_PROBLEM:_
Answer with a number only: how many lines of the data contain "price"?

[[ GIVEN INFORMATION open ]]

PR #2051, opened 2020-08-27
VUE-362 VUE-396 Remove lodash omit and pick

eddieferrer:
* Removed lodash methods omit and pick in favor of native JS

VUE-362
VUE-396

### DIFF
--- a/src/api/fixtures/LoanSearchCriteria.js
+++ b/src/api/fixtures/LoanSearchCriteria.js
@@ -1,4 +1,3 @@
-import _pick from 'lodash/pick';
 import LoanSearchFilters, {
 	filtersAreEqual,
 	getCacheableFilters,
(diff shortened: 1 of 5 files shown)


src/api/fixtures/LoanSearchCriteria.js
```diff
@@ -29,22 +28,15 @@ export function getCacheableCriteria(criteria) {
...
 		filters: getInputFilters(filters),
 	};
 }
 
 // Return criteria that can be used in a loan search
-export function getSearchableCriteria({ filters, ...criteria }) {
-	const cleanCriteria = _pick(criteria, [
-		'queryString'
-	]);
+export function getSearchableCriteria({ filters }) {
```
eddieferrer, line 38: This function is referenced in a single place, and there it is destructured to only use filters

src/pages/Checkout/CheckoutPage.vue
```diff
@@ -547,11 +545,13 @@ export default {
 			const transactionData = {
 				transactionId: numeral(transactionId).value(),
 				itemTotal: this.totals.itemTotal,
-				loans: _map(this.loans, loan => {
-					return _pick(loan, ['__typename', 'id', 'price']);
+				loans: this.loans.map(loan => {
+					const { __typename, id, price } = loan;
+					return { __typename, id, price };
```
mcstover, line 550: did you see any difference in the return value if there are no loans present?

src/pages/Checkout/CheckoutPage.vue
```diff
@@ -547,11 +545,13 @@ export default {
...
 				}),
-				donations: _map(this.donations, donation => {
-					return _pick(donation, ['__typename', 'id', 'price']);
+				donations: this.donations.map(donation => {
+					const { __typename, id, price } = donation;
+					return { __typename, id, price };
```
mcstover, line 554: Same here...So long as they are gracefully handled when missing these should be fine.

src/pages/Checkout/CheckoutPage.vue
eddieferrer: These will both return an empty array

[[ GIVEN INFORMATION closed ]]

_RESULT OF THIS TASK:_
6